## [Your objective]
Once the data has been read, return all of it precisely as written.

## [Information provided]

PR #2197, opened 2025-07-30
Let "flows" in bridges only start after the connection is successfully up

JeremyTheocharis:
Fixes ENG-3223


umh-core/pkg/fsm/protocolconverter/reconcile.go
```diff
@@ -265,12 +265,10 @@ func (p *ProtocolConverterInstance) reconcileTransitionToActive(ctx context.Cont
...
-		// Attempt to initiate start
-		if err := p.StartInstance(ctx, services.GetFileSystem()); err != nil {
-			return err, false
-		}
-		p.ObservedState.ServiceInfo.StatusReason = "started"
-		// Send event to transition from Stopped to Starting
+		// Send event to transition from Stopped to StartingConnection
+		// The connection will be started by StartConnectionInstance in the starting_connection state
+		// This prevents Benthos from connecting and sending data when the connection is flaky or filtered
+		p.ObservedState.ServiceInfo.StatusReason = "starting"
```
led0nk: we should maybe then use "starting_connection" here also ?

umh-core/pkg/fsm/protocolconverter/reconcile.go
```diff
@@ -298,7 +296,13 @@ func (p *ProtocolConverterInstance) reconcileStartingStates(ctx context.Context,
 
 	switch currentState {
 	case OperationalStateStartingConnection:
-		// First we need to ensure the S6 service is started
+		// Start the connection component first
+		if err := p.StartConnectionInstance(ctx, services.GetFileSystem()); err != nil {
```
led0nk, line 299: IMO we call this every reconcile-loop whenever the connection is not yet up - meaning this results in ranging through all connections, that are part of the config -> could be later up to `n`. Not sure if we waste too much time then here and should only do this once?

umh-core/pkg/fsm/protocolconverter/reconcile.go
```diff
@@ -345,6 +349,12 @@ func (p *ProtocolConverterInstance) reconcileStartingStates(ctx context.Context,
 			return p.baseFSMInstance.SendEvent(ctx, EventStartFailedDFCMissing), true
 		}
 
+		// Start the DFC components now that prerequisites are met
+		if err := p.StartDFCInstance(ctx, services.GetFileSystem()); err != nil {
```
led0nk, line 358: some kind of same here - we should at least put it into the `running` check of each component (dfc/connection) otherwise we always loop through the configs and reapply it

umh-core/pkg/service/protocolconverter/protocolconverter.go
```diff
@@ -700,12 +715,25 @@ func (p *ProtocolConverterService) EvaluateDFCDesiredStates(protConvName string,
...
-					p.dataflowComponentConfig[i].DesiredFSMState = dfcfsm.OperationalStateActive
+					// CRITICAL: Only set DFC to active when FSM state indicates connection is up
+					// This prevents the issue where Benthos might connect and send data even when 
+					// the connection is flaky or filtered, leading to unreliable data transmission
+					// NOTE: Hardcoded strings to avoid circular import with pkg/fsm/protocolconverter
+					// These correspond to: OperationalStateStartingDFC, OperationalStateIdle, OperationalStateActive
+					if currentFSMState == "starting_dfc" || 
+					   currentFSMState == "idle" || 
+					   currentFSMState == "active" ||
+					   strings.HasPrefix(currentFSMState, "degraded") {
```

## [Your response]
PR #2197, opened 2025-07-30
Let "flows" in bridges only start after the connection is successfully up

JeremyTheocharis:
Fixes ENG-3223


umh-core/pkg/fsm/protocolconverter/reconcile.go
```diff
@@ -265,12 +265,10 @@ func (p *ProtocolConverterInstance) reconcileTransitionToActive(ctx context.Cont
...
-		// Attempt to initiate start
-		if err := p.StartInstance(ctx, services.GetFileSystem()); err != nil {
-			return err, false
-		}
-		p.ObservedState.ServiceInfo.StatusReason = "started"
-		// Send event to transition from Stopped to Starting
+		// Send event to transition from Stopped to StartingConnection
+		// The connection will be started by StartConnectionInstance in the starting_connection state
+		// This prevents Benthos from connecting and sending data when the connection is flaky or filtered
+		p.ObservedState.ServiceInfo.StatusReason = "starting"
```
led0nk: we should maybe then use "starting_connection" here also ?

umh-core/pkg/fsm/protocolconverter/reconcile.go
```diff
@@ -298,7 +296,13 @@ func (p *ProtocolConverterInstance) reconcileStartingStates(ctx context.Context,
 
 	switch currentState {
 	case OperationalStateStartingConnection:
-		// First we need to ensure the S6 service is started
+		// Start the connection component first
+		if err := p.StartConnectionInstance(ctx, services.GetFileSystem()); err != nil {
```
led0nk, line 299: IMO we call this every reconcile-loop whenever the connection is not yet up - meaning this results in ranging through all connections, that are part of the config -> could be later up to `n`. Not sure if we waste too much time then here and should only do this once?

umh-core/pkg/fsm/protocolconverter/reconcile.go
```diff
@@ -345,6 +349,12 @@ func (p *ProtocolConverterInstance) reconcileStartingStates(ctx context.Context,
 			return p.baseFSMInstance.SendEvent(ctx, EventStartFailedDFCMissing), true
 		}
 
+		// Start the DFC components now that prerequisites are met
+		if err := p.StartDFCInstance(ctx, services.GetFileSystem()); err != nil {
```
led0nk, line 358: some kind of same here - we should at least put it into the `running` check of each component (dfc/connection) otherwise we always loop through the configs and reapply it

umh-core/pkg/service/protocolconverter/protocolconverter.go
```diff
@@ -700,12 +715,25 @@ func (p *ProtocolConverterService) EvaluateDFCDesiredStates(protConvName string,
...
-					p.dataflowComponentConfig[i].DesiredFSMState = dfcfsm.OperationalStateActive
+					// CRITICAL: Only set DFC to active when FSM state indicates connection is up
+					// This prevents the issue where Benthos might connect and send data even when 
+					// the connection is flaky or filtered, leading to unreliable data transmission
+					// NOTE: Hardcoded strings to avoid circular import with pkg/fsm/protocolconverter
+					// These correspond to: OperationalStateStartingDFC, OperationalStateIdle, OperationalStateActive
+					if currentFSMState == "starting_dfc" || 
+					   currentFSMState == "idle" || 
+					   currentFSMState == "active" ||
+					   strings.HasPrefix(currentFSMState, "degraded") {
```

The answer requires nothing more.